(Data entries)

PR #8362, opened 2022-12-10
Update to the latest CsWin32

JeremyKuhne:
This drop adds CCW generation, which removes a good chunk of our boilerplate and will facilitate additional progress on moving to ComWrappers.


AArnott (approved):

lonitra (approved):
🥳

_Exercise aim_
The answer should be a number alone: the count of lines in the records that hold the word "approved".

_Result_
2